** Data supplied follows **

Issue #10594, opened 2019-04-29
Add Edit Contention Title form


pkarman:
First step in allowing users to edit contention text.

## Acceptance criteria

* Change the "Add Issues" page title to "Edit Issues"
* In the UI, the title will be edited in place (not in a modal). Add a "Edit contention title" link below each issue on the page
* When the user clicks the "Edit contention title" link a form should appear with the current title text in a textarea field
* The form should contain a "Cancel" link that hides the form w/o changing the original request issue description.
* The "Submit" button does nothing (will be addressed in a different ticket).

## Mock
![Edit title 02](https://user-images.githubusercontent.com/11700545/55116058-53f57f80-50a3-11e9-9541-8db9df364e22.png)

## Technical Notes
* Feature flag this behind a `edit_contention_text` toggle.

leikkisa:
Validated at same time as 10780

PR #10629, opened 2019-05-01
WIP | Add Edit Contention Title form

Sjones352:
Connects #10594

### DIFF
--- a/client/app/intake/components/EditContentionTitle.jsx
+++ b/client/app/intake/components/EditContentionTitle.jsx
@@ -1,0 +1,82 @@
+import React from 'react';
+import COPY from '../../../COPY.json';
+import Link from '@department-of-veterans-affairs/caseflow-frontend-toolkit/components/Link';
+import TextareaField from '../../components/TextareaField';
+import Button from '../../components/Button';
+import { css } from 'glamor';
+
+const buttonStyling = css({
+  marginBottom: '15px'
+});
+
+const paragraphyStyling = css({
+  paddingLeft: '30px'
+});
+
+export default class EditContentionTitle extends React.PureComponent {
+
+  constructor(props) {
+    super(props);
+
+    this.state = {
+      showEditTitle: false
+    };
+  }
+
+  editContentionOnClick = () => {
+    this.setState({ showEditTitle: true });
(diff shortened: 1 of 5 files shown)


client/app/intake/components/EditContentionTitle.jsx
```diff
@@ -0,0 +1,85 @@
...
+  marginBottom: '15px'
+});
+
+const paragraphyStyling = css({
+  paddingLeft: '30px'
+});
+
+const linkStyle = css({
+  paddingLeft: '0px'
+});
```
leikkisa: I don't know how I feel about doing the styling like this. I think it makes more sense where the styling is variable, but for something like this it seems like it should be in the stylesheets.

client/app/intake/components/EditContentionTitle.jsx
```diff
@@ -0,0 +1,85 @@
...
+  {this.state.showEditTitle && <div className="issue-text-style">
+    <TextareaField
+      name={title}
+      onChange={(value) => {
+        this.setState({ value });
+      }}
+      strongLabel
+    />
+    <p {...paragraphyStyling}>{this.props.issue.text}</p>
+    {this.props.issue.notes && <p {...css({
```
leikkisa: I don't like how the styling is being handled here either.

spec/feature/intake/appeal/edit_spec.rb
```diff
@@ -624,6 +630,20 @@
...
+      visit "appeals/#{appeal.uuid}/edit"
+      expect(page).to have_content("Edit contention title")
+
+      ri_contention_text = RequestIssue.find_by(contested_issue_description: "PTSD denied")
+
+      within first(".issue-edit-text") do
+        click_button("Edit contention title")
+      end
+
+      expect(ri_contention_text).to_not be_nil
```
leikkisa: I don't think this test makes sense, it is checking whether this request issue exists in the database.

client/app/intake/components/EditContentionTitle.jsx
Sjones352: Fixed Styling

PR #10633, opened 2019-05-02
Rebuilding Facols from Oracle Base Image

enriquemanuel:
## Description
This PR changes entirely the way we are building and will be building FACOLS.
Before we were using the Oracle docker image provided in Docker Hub, but that had its own caveats and it was not being updated as frequently as we expected and in fact was giving us problems in our CI tests. It was failing on average in 1 out of 5 tests if not more.

For the above reason, we decided to build our own Oracle Image-based out of https://github.com/oracle/docker-images/tree/master/OracleDatabase/SingleInstance information and we even modified a bit the Dockerfile provided to include our own set of scripts and have our schema.

### Process
By altering a few scripts we were able to include the creation of our DDL's (tablespaces, tables, indexes, etc) in the first creation of the DB. This although its a lengthy process, we don't expect to run it very frequently. in fact, we shouldn't do it often unless something changes with those DDL' s and then we need to push a new image to our Docker Repository.

#### Just for testing
If you want to build your own image and use it, you need to use the provided script `build_push.sh` script with the `local` parameter. This will download all the required files and start building the Docker image and tag it accordingly for later use.

#### Local dev
If you want to build your own image to actually do some local development, you should run `bundle exec rake local:build`. This will essentially navigate to the correct locations, build the Docker image, start the `docker-compose` process and then even provision the required DB's including FACOLS.

### Gains
With the above configuration, we gained that our tests no longer have to wait for FACOLS to load, in fact in average it takes between 2 to 5 seconds to load up the entire DB with its required structure and then we can provision the DB, but with gains, comes the caveats.

### Caveats
In order to our image to contain everything including the schema, we removed the Volumes, and some separation, which allowed us to speed up the startup time, but this came with a hefty increase in the size of the image in itself.
Considering that the Oracle compiled image is 10Gb with no DDL, our image with DDL's is 15Gb, so we added 5Gb to the equation and that *does not include data*.
We have an open ticket with Oracle https://github.com/oracle/docker-images/issues/1265 but we are still waiting on a reply to see what we can slim or tear down that is not essential for the DB.

### More information
Our previous FACOLS base image was 3Gb, so we really want to know where the extra . 7/8 GB came from in particular from Oracle, cause ideally we want to slim down our FACOLS image to less than 10Gb.

### Other Changes
Not also we created a new image now, but with the help of @aroltsch we were able to combine the `dev` and `test` databases into one single docker container. This helped our local development since now we have fewer things running in our computer with the same amount of CPU+Ram combination.

In essence, now you can log in to **each of the DB schemas**, so in essence, if you want to log in to FACOLS TEST you can use the `vacols_test` user or `vacols_development` for the FACOLS DEVELOPMENT one.

## To test:
In order to test it, you **will** need to remove all containers and clean up as much space as possible from your docker images, volumes, etc. Its recommended that you do the below commands, if not the build *might* fail.

1. `docker system prune`
2.`bundle exec rake local:build`

## Docker configuration
I would assume that some people might have different configuration and it will depend on their computer. We have tested the above commands and images using the following configuration in Docker.
- Disk Space: 96Gb
- CPU's: 4
- Memory: 4Gb
- Swap: 1Gb


local/vacols/setup_vacols.sql
```diff
@@ -1,4 +1,4 @@
-CONNECT sys/Oradoc_db1@BVAP as sysdba
+CONNECT sys/Oradoc_db1@//localhost:1521/BVAP as SYSDBA;
```
pkarman: does this need to be hardcoded host:port? will that affect how our current 2 instances of vacols works?

local/vacols/vacols_copy_4_triggers.sql
```diff
@@ -37,7 +37,7 @@ ALTER TRIGGER "VACOLS"."HEARSCHED_INSERT" ENABLE;
 
 
   CREATE OR REPLACE TRIGGER "VACOLS"."BRIEFF_BFSO_UPD" AFTER
-UPDATE OF bfso ON BRIEFF FOR EACH ROW
+UPDATE OF bfso ON "VACOLS"."BRIEFF" FOR EACH ROW
```
pkarman: will this hardcoded schema name conflict with the work @aroltsch is doing to combine containers?

local/vacols/buildPushFacols2.sh
```diff
@@ -0,0 +1,11 @@
+#! /bin/sh
+
+eval $(aws ecr get-login --no-include-email --region us-gov-west-1)
```
pkarman: now that we know it works, could we combine or remove the other build script?

local/vacols/setup_vacols.sql
enriquemanuel: we are ideally moving away from 2 instances of vacols into one *soon* with the work from @aroltsch

local/vacols/buildPushFacols2.sh
enriquemanuel: will wait until we know it works correctly? since we might need to build VACOLS differently from the entire Libraries from Oracle Github, so the entire script might actually change

.circleci/config.yml
```diff
@@ -22,7 +22,7 @@ jobs:
             POSTGRES_DB: caseflow_certification_test
 
       # This is our homespun VACOLS container. An oracle db with some special sauce.
-      - image: 008577686731.dkr.ecr.us-gov-west-1.amazonaws.com/facols:version_4
+      - image: 008577686731.dkr.ecr.us-gov-west-1.amazonaws.com/facols2:2
```
aroltsch: Why did you choose this name?

local/vacols/buildPushFacols2.sh
aroltsch: Enrique, let's use underscores in the file to stay consistent.

local/vacols/vacols_copy_4_triggers.sql
aroltsch: Why did you have to make this change here?

aroltsch:
Thank you for tackling this Enrique. This is amazing!

local/vacols/vacols_copy_4_triggers.sql
enriquemanuel: I was doing the changes that I implemented in the DMS recovery task, this can probably be omitted.

Makefile.example
```diff
@@ -42,7 +42,7 @@ ready:
 	h=`docker-compose ps | grep healthy`; while [ "$$h" == "" ]; do h=`docker-compose ps | grep healthy`; echo $$h; sleep 1; done
 
 up:
-	docker-compose up -d
+	cd local/vacols/ && ./build_push.sh local && cd ../../ && docker-compose up -d
```
pkarman: will this re-build the local containers every time? that's not what the original `up` command does.

Cypherscircle (approved):

PR #10636, opened 2019-05-02
Search for user by user pg id instead of css id

aroltsch:
### Description
We call `find_by("UPPER(css_id)=UPPER(?)", css_id)` in the User model on every request. This may or may not be causing intermittent `ActiveRecord::ConnectionTimeoutError`. Let's search by User.id to make it more efficient. 

### Testing Plan
1. Tests pass
2. Ensure logout works
3. Ensure can change users locally in the browser


monfresh:
Do we need to add an index on the Users table?

aroltsch:
Index on the Users.id? I don't think it is needed @monfresh

PR #10642, opened 2019-05-02
Add spacing below flash alert

leikkisa:
connects #9988

Some of the alerts didn't have spacing below them and it looked a little weird.


leikkisa:
Screen Shot 2019-05-02 at 3 03 04 PM

PR #10648, opened 2019-05-03
Sorts appeals so job definitely pulls different appeals each run

### LINKED ISSUE #10319: Bug: Appeals not showing in Schedule Veteran lists, but have open schedule hearing tasks
https://appeals.cf.ds.va.gov/queue/appeals/2850494 -- doesn't appear in Togus, ME list or CO 

https://appeals.cf.ds.va.gov/queue/appeals/3031750 - doesn't appear in Phoenix list or CO 

Previously these cases were in 57, but hadn't gotten the tasks they needed to schedule Veterans. Now they have tasks, but aren't showing up in the lists to schedule, so the branch wouldn't see them to schedule unless they looked for them.

sharonwarner:
Resolves #10319 

### Description
We weren't sorting the appeals before pulling them into the job, so it was possible for appeals with higher IDs to not run for weeks. Now we sort the appeals such that appeals with no ROs are run first, and then appeals that have been updated the least recently go next.


app/jobs/fetch_hearing_locations_for_veterans_job.rb
```diff
@@ -23,13 +23,13 @@ def find_appeals_ready_for_geomatching(appeal_type)
           AND admin_actions.id IS NULL AND t.type = 'ScheduleHearingTask'
           AND t.status NOT IN ('cancelled', 'completed')
         )", appeal_type.name)
-      .where("available_hearing_locations.updated_at < ? OR available_hearing_locations.id IS NULL", 1.week.ago)
+      .order("available_hearing_locations.updated_at nulls first")
```
lomaxap: sometimes i forget how nice postgres is. this is handy.

PR #10650, opened 2019-05-03
Users can create change hearing disposition tasks

### LINKED ISSUE #9403: Change Hearing Dispositions Task
## User Stories
As a Hearings Management branch user, I need to be able to change dispositions after the Daily Docket is locked so that the hearings can move correctly through the tasks needed to complete it.

As a Hearings Management branch administrator, I need to control when dispositions are changed after the Daily Docket is locked. This allows the cases to flow correctly through the assigned tasks and limits the amount of changes made to cases after they are locked.

As a Hearings Management branch administrator, I need to track why dispositions a being changed, investigate corrections, and make accurate updates. 

## Mocks
See the InVision links here: https://va-gov.invisionapp.com/share/CMQHR7EP3Z5

## Engineering Notes
- There's an existing ticket to create the ChangeHearingDispositionTask that should cover much of the acceptance criteria below.
- We need to add Change Disposition as an allowable action from the TranscriptionTask and the NoShowHearingTask. When the user selects that action, we should close the existing task, sibling tasks, and the parent DispositionTask and create a ChangeHearingDispositionTask off of the HearingTask.

## Acceptance Criteria
- [x] Verify the Hearings Management branch users can create a Send for hearing disposition change task under the No Show waiting period task. This creates the task in the Hearings Management queue
- [x] Verify the Transcription team can create a Send for hearing disposition change task under the Transcribe hearing task. This removes the hearing from the transcription queue and creates the task in the Hearings management queue
- [x] Verify Superusers can create the Change hearing disposition task on all tasks that remain in the Hearings Management or Transcription queues (anything with an open Hearing Task). This closes the currently open task and creates the Change hearing disposition task in the Hearings Schedule queue
- [x] Verify Change hearing disposition tasks are visible to all users in the team queue
- [x] Verify only Superusers can assign Change hearing disposition tasks to themselves
- [x] Verify the Change hearing disposition task has the option to place on hold / Assign task to (only other Superusers) / Change hearing disposition
- [x] Verify when the Change hearing disposition option is selected, a modal pops up with the option to change the hearing disposition and leave notes. The modal should also list the hearing date and the current disposition.
- [x] Verify all hearing dispositions are available in the drop down
- [x] Verify once the hearing disposition is saved the disposition is changed in the Case details and in the Daily Docket, Hearing Prep Daily Docket, and Hearing Details
- [x] Verify a Change hearing disposition task is automatically created if a hearing isn't marked with a disposition and is saved by the nightly job
- [x] Verify when the hearing disposition is left blank, it is shown as having a disposition of None in the modal
- [x] Verify when the change is confirmed, the task and notes show in the case timeline

tomas-nava:
Resolves #9403 

### Description
Completes or validates the functionality described in the ticket above:

- Ability to create `ChangeHearingDispositionTask`s from any child task of a HearingTask
- Additional tests for validation


app/models/tasks/disposition_task.rb
```diff
@@ -63,9 +63,13 @@ def update_from_params(params, user)
...
   end
 
-  def create_change_hearing_disposition_task_and_complete
+  def create_change_hearing_disposition_task_and_complete(instructions = nil)
     multi_transaction do
-      ChangeHearingDispositionTask.create!(appeal: appeal, parent: parent)
+      ChangeHearingDispositionTask.create!(
+        appeal: appeal,
+        parent: parent,
+        instructions: instructions.present? ? [instructions] : nil
```
sharonwarner: Why do we store instructions like this? Does it make more sense to send instructions to this method as an array?

tomas-nava: We store them like this because `instructions` is a postgres array column, and we've established a pattern of waiting until we're updating/creating to put it into array form.

app/models/tasks/schedule_hearing_task.rb
```diff
@@ -93,15 +93,17 @@ def update_from_params(params, current_user)
   end
 
   def available_actions(user)
+    hearing_admin_actions = available_hearing_admin_actions(user)
```
sharonwarner: I *think* we don't want change hearing disposition tasks to be available from the schedule hearing task yet. This parent hearing task won't have any active disposition tasks, so I think the logic will just fail silently in create_change_hearing_disposition_task_and_complete_children.

PR #10654, opened 2019-05-06
Add VBMS::ShareExceptionFindRatingData

pkarman:
https://sentry.ds.va.gov/department-of-veterans-affairs/caseflow/issues/3467/


app/exceptions/vbms_error.rb
```diff
@@ -26,6 +26,7 @@ class CannotDeleteContention < Caseflow::Error::VBMS; end
   class ClaimDateInvalid < Caseflow::Error::VBMS; end
   class FilenumberDoesNotExist < Caseflow::Error::VBMS; end
   class MissingData < Caseflow::Error::VBMS; end
+  class ShareException < Caseflow::Error::VBMS; end
```
leikkisa: I think this class name is too generic for the error message, because ShareExceptions I believe happen for a bunch of other things as well (probably anything that the Share system doesn't like).  

I think including findRatingData in the name would be more appropriate.

Issue #9901, opened 2019-03-12
Refactor / Document how we're handling time


lomaxap:
We currently handle time when creating hearings in a couple of different ways.

On the daily dockets ([hearing sched](https://github.com/department-of-veterans-affairs/caseflow/blob/master/client/app/hearingSchedule/containers/DailyDocketContainer.jsx#L176) / [hearings controller](https://github.com/department-of-veterans-affairs/caseflow/blob/master/app/controllers/hearings_controller.rb#L13)). In the [Assign Hearing modal ](https://github.com/department-of-veterans-affairs/caseflow/blob/master/client/app/queue/components/AssignHearingModal.jsx#L267)/ [slot_new_hearing](https://github.com/department-of-veterans-affairs/caseflow/blob/master/app/repositories/hearing_repository.rb#L98) method. (any where else?)

This has introduced a number of bugs, particularly around timezone and daylight saving time shifts. We should document how a hearing's time is stored and accessed in VACOLS vs. caseflow and create a consistent method for handling both, if it doesn't exist already.

--------------

We should update the hearing model to store times as strings.

nicholasholtz:
@sharonwarner @pshahVA 

This is an example of a docket where the times are way off. I note that this is legacy. Are these cases that were scheduled through Caseflow? Is there a way to know? 

https://appeals.cf.ds.va.gov/hearings/schedule/docket/282

(cc @lomaxap @laurjpeterson )

nicholasholtz:
Another example - https://appeals.cf.ds.va.gov/hearings/schedule/docket/282

sharonwarner:
@nicholasholtz anything scheduled on a caseflow hearing day (after 4/1 for video and 1/1 for co) had to have been scheduled for caseflow, so the docket you linked to above was definitely scheduled through caseflow.

nicholasholtz:
Ah, of course. Thanks.

PR #10660, opened 2019-05-06
Hearing Time Refactor

lomaxap:
Connects #9901

- moves all time logic to backend service (includes conversion to CO timezone, and reformatting for vacols)
- adds `scheduled_time_string` accessor to legacy/hearings
- adds `build_legacy_params_with_time` and `build_params_with_time` methods for reformatting update request parameters in `hearings_controller`


app/services/hearing_time_service.rb
```diff
@@ -0,0 +1,86 @@
...
+
+    def vacols_formatted_datetime(scheduled_for:, scheduled_time_string:)
+      hour, min = scheduled_time_string.split(":")
+
+      time = scheduled_for.to_datetime.change(
+        hour: hour.to_i,
+        min: min.to_i
+      )
+
+      Time.utc(time.year, time.month, time.day, time.hour, time.min, time.sec)
```
lomaxap: I'm not sure why in the [`VacolsHelper`](https://github.com/department-of-veterans-affairs/caseflow/blob/master/app/helpers/vacols_helper.rb#L19) we're casting it to ET before UTC?

pkarman: iirc there's some offset trickery done to account for how VACOLS stores times (in ET but labeled as UTC) and how Rails thinks it stores times (in UTC). The specs appear to have changed since I last touched this but I left this comment originally. https://github.com/department-of-veterans-affairs/caseflow/pull/9477/files#r260494293

lomaxap: ahh. interesting. this bug makes a lot more sense then.

What I think the cause of this bug is FTR: we're using the central office time (`scheduled_for` in table below) to display the [hearing time](https://github.com/department-of-veterans-affairs/caseflow/blob/master/client/app/hearingSchedule/components/DailyDocketRowDisplayText.jsx#L42-L54) without changing it back to local time. 

For this PR, I'm assuming in both VACOLS and Caseflow time is stored in the DB in local time but encoded UTC, we simply need to get the hour and minute from that time object and pass it along to the client as a string. 

|hearing.scheduled_for|hearing.vacols_record.hearing_date|timezone|
|:-------------------:|:--------------------------------:|:------:|
|2017-05-26 11:30:00 -0400|2017-05-26 08:30:00 UTC|America/Los_Angeles|
|2017-04-25 11:30:00 -0400|2017-04-25 11:30:00 UTC|America/New_York|
|2015-11-05 10:30:00 -0500|2015-11-05 08:30:00 UTC|America/Denver|
|2012-09-10 01:00:00 -0400|2012-09-10 00:00:00 UTC|America/Chicago|
|2019-06-27 11:30:00 -0400|2019-06-27 08:30:00 UTC|America/Boise|
|2014-04-15 12:30:00 -0400|2014-04-15 12:30:00 UTC|America/Puerto_Rico|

** End of Data supplied **

§ Goal of the exercise: Where a line in the entries holds the word "models", copy that line.

§ Problem solution:
app/models/tasks/disposition_task.rb
app/models/tasks/schedule_hearing_task.rb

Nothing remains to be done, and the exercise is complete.